Let's run Meta's AudioCraft, to produce high-quality audio and music on Jetson!

What you need

  1. One of the following Jetson devices:

    Jetson AGX Orin (64GB) Jetson AGX Orin (32GB) Jetson Orin Nano (8GB)

  2. Running one of the following versions of JetPack:

    JetPack 5 (L4T r35.x)

  3. Sufficient storage space (preferably with NVMe SSD).

    • 10.7 GB for audiocraft container image
    • Space for checkpoints
  4. Clone and setup jetson-containers:

    git clone https://github.com/dusty-nv/jetson-containers
    bash jetson-containers/install.sh
    

How to start

Use run.sh and autotag script to automatically pull or build a compatible container image.

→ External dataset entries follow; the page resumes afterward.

Issue #4810, opened 2025-11-29
Stasicilin not turning the metabolizer unconcious


apeiroeder:
## Description
Despite more than 11u stasicilin being present in the bloodstream, the metabolizer didnt turn unconcious. However, the healing aspect of it still worked without issue 

**Reproduction**
 Stasicillin was given through 20u pills, not sure if relevant 

**Screenshots**
No screenshots

**Additional context**
Stasicillin, an exotic chemical, is supposed to turn the metabolizer unconcious and start healing them once there is at least 11u of it in the bloodstream

HTMLSystem:
Same as what I asked on the other issue, can you provide some details on how to reproduce the bug and what it actually is?

verybigman311:
<img width="1367" height="196" alt="Image" src="https://github.com/user-attachments/assets/5e59df0a-7496-46f6-ab0e-780b2e481bfc" />

I actually tried this a couple days ago. No matter how many units I injected, it never produced unconsciousness.

apeiroeder:
okay, edited this issue as well. Im terribly sorry for the text being hidden for some reason Dx

ShepardToTheStars:
Likely do to the ForcedSleeping component being changed in the last upstream patch. I'll fix it soon.

ShepardToTheStars:
Should be fixed now.

PR #4823, opened 2025-12-01
Stasicillin Forced Sleeping Fix

ShepardToTheStars:
## About the PR

Kinda just copied nocturine. Need to test still.

## Why / Balance

Fix. Addresses https://github.com/DeltaV-Station/Delta-v/issues/4810

## Requirements

## Breaking changes

**Changelog**

:cl:
- fix: Stasicillin should once again force the target to fall asleep if they have over 11u.

### DIFF
--- a/Resources/Prototypes/_Funkystation/Reagents/exotic.yml
+++ b/Resources/Prototypes/_Funkystation/Reagents/exotic.yml
@@ -32,13 +32,13 @@
             Toxin: -4
             Brute: -4.5
             Burn: -6
-      - !type:GenericStatusEffect
+      - !type:ModifyStatusEffect
         conditions:
         - !type:ReagentThreshold
+          reagent: Stasicillin
           min: 11
-        key: ForcedSleep
-        component: ForcedSleeping
-        refresh: false
+        effectProto: StatusEffectForcedSleeping
+        time: 3
         type: Add
 
 - type: reagent
--- a/Resources/Prototypes/_Funkystation/Reagents/exotic.yml
+++ b/Resources/Prototypes/_Funkystation/Reagents/exotic.yml
@@ -38,7 +38,7 @@
           reagent: Stasicillin
           min: 11
         effectProto: StatusEffectForcedSleeping
-        time: 3
+        time: 1.5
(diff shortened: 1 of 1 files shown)


cmorley191:
Note: Stasicillin's `metabolismRate` is `0.2`, while Nocturine uses the default of `0.5`. That means the same volume will stay in the bloodstream 2.5x longer, and thus will generate 2.5x more sleep time compared to Nocturine. (the Add 3 Seconds gets triggered 2.5x more times in total)

No opinions here just making sure you know about that part

ShepardToTheStars:
Yea, I hadn't gotten around to testing this yet, but I assumed the value probably needed changing.

Toby222 (dismissed):
Can confirm it sends you to honk-sho-mimimi land
Merge yourself if you think it's good, or ask direction if need changes, unclear if you wanted the metabolismRate to be changed

ShepardToTheStars:
@Toby222 ill give this a quick test today and see if it 1) keeps the user asleep while its over 11u and 2) wears off once under 11u

Toby222:
> @Toby222 ill give this a quick test today and see if it 1) keeps the user asleep while its over 11u and 2) wears off once under 11u

I forgor how to see chemicals in blood, but it does keep the user asleep for some time, and allows them to wake up eventually

cmorley191:
> unclear if you wanted the metabolismRate to be changed

If you want to change the sleep duration, then reduce the effect `time: ` added per metabolic update. (changing from 3 to 1.2 would make it match the duration of nocturine:  Nocturine adds 3 every 0.5u; this would add 1.2 every 0.2u)

Just changing the metabolismRate would mess with the total healing the drug does, which I imagine we don't want to change

ShepardToTheStars:
@cmorley191 Tested with 1.2 but I could wake up for very brief moments if you spammed wake up. 1.5 seemed like the sweet spot. You wake up when you have around around 10.6u of it in your system.

Toby222 (approved):

ShepardToTheStars:
Test fails fake. Re-running.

jetson-containers run $(autotag audiocraft)

The container has a default run command (CMD) that will automatically start the Jupyter Lab server.

Open your browser and access http://<IP_ADDRESS>:8888.

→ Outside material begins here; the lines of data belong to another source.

PR #4862, opened 2025-12-04
Fishing Vendor and Fish Basket

Stxcking:
## About the PR

Add a fishing vendor similar to the salvage vendor that uses fishing points which can be earn by inserting fishes into the vendor. Also, adds a 6x6 container that holds fish and can be equipped in the belt slot.
## Why / Balance

People have been enjoying fishing and there was no way to get the golden fishing rod as well as the hawaiian shirts. This also makes it so fish can be exchange for spesos which as of this PR, they still can't be sold at ATS. 
## Technical details

It's the mining point and salvage vendor codes (credit to: Deltanedas) essentially minus the lathe component so points are inserted into players' IDs instantly. 
`FishingPointsComponent.cs` Stores fishing points in ID.
`FishingVendorComponent.cs` Fishing points awarded on type of fish (10 for base fish, 25 for rare fish).
`FishingPointsSystem.cs` Add and remove fishing points from ID.
`FishingVendorSystem.cs` Fish to fishing points exchange.
## Media

image

## Requirements

## Breaking changes

**Changelog**

🆑 
- add: Fishing vendor: Exchange fish for fishing points!
- add: Fishing basket to easily store caught fish.


Apachit0:
fishing grows 👍

ShepardToTheStars:
Direction review 24h

ShepardToTheStars:
Direction Approved.

ShepardToTheStars (approved):
Im a bit worried about using unsigned ints for the points but the mining points system uses them, and it *should* never be negative so I guess its fine.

The default password for Jupyter Lab is nvidia.

Run Jupyter notebooks

AudioCraft repo comes with demo Jupyter notebooks.

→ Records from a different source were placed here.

PR #4835, opened 2025-12-02
Give chitnids moth eye sprites

HTMLSystem:
## About the PR

With just literally one new thing added to their species file, chitnids will now use moth sprites for their eyes. Yippee!
## Why / Balance

Sprites matching is good and awesome.
## Technical details

Added
- type: Inventory
    speciesId: moth
to species/chitnid.yml
## Media

I have a migraine and just closed the test server so you're not getting it, sorry.
## Requirements

- [x] I have tested all added content and changes.
- [x] I have added media to this PR or it does not require an ingame showcase.

## Breaking changes

**Changelog**

:cl:
- tweak: Chitnids will now use moth sprites for their glasses

PR #4884, opened 2025-12-05
Give dummy avali and chitnid moth eye sprites

HTMLSystem:
## About the PR

In my last pr (#4835) I forgot to give the chitnid dummy `speciesId: moth`. This does that. We also gave it to avali.
## Why / Balance

This makes it where whenever the dummy is used for these species (in the character creator menu and probably other places) they will also have moth sprites for eyewear. Consistently. 
## Requirements

## Breaking changes

**Changelog**


cmorley191 (approved):
Love it

PR #4895, opened 2025-12-06
Fix respawn timer

beck-thompson:
## About the PR

Mald pr... This bug really drove me nuts!

## Technical details

The `OnSystemLoaded` and unloaded functions were never registered (`IOnSystemChanged` was already set for the ghost system) and it was an entity system for some reason as well so I just nuked it and replaced it with a normal subscription. I think the system in general needs to be redone to be a little less sussy but this is an improvement.

**Changelog**

:cl:
- fix: Respawn timer now works when observing


SirWarock (commented):
I playtested it, set the respawntimer to 40 and went into the round observing.
The timer correctly displayed the time that was left for my respawn.
It also worked when I clicked on respawn, correctly booting me to the menu.

This was done in Dev environment though, I have no clue how to get release mode on.
But playwise, the issue seems fixed.

SirWarock:
tested it in release mode now too, it works there too.

cmorley191:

On Jupyter Lab navigation pane on the left, double-click demos folder.

AudioGen demo

Run cells with Shift + Enter, first one will download models, which can take some time.

Info

You may encounter an error message like the following when executing the first cell, but you can keep going.

A matching Triton is not available, some optimizations will not be enabled.
Error caught was: No module named 'triton'

In the Audio Continuation cells, you can generate continuation based on text, while in Text-conditional Generation you can generate audio based just on text descriptions.

You can also use your own audio as prompt, and use text descriptions to generate continuation:

prompt_waveform, prompt_sr = torchaudio.load("../assets/sirens_and_a_humming_engine_approach_and_pass.mp3") # you can upload your own audio
prompt_duration = 2
prompt_waveform = prompt_waveform[..., :int(prompt_duration * prompt_sr)]
output = model.generate_continuation(prompt_waveform.expand(3, -1, -1), prompt_sample_rate=prompt_sr,descriptions=[
        'Subway train blowing its horn',   # text descriptions for continuation
        'Horse neighing furiously',
        'Cat hissing'
], progress=True)
display_audio(output, sample_rate=16000)

MusicGen and MAGNeT demos

The two other jupyter notebooks are similar to AuidioGen, where you can generate continuation or generate audio, while using models trained to generate music.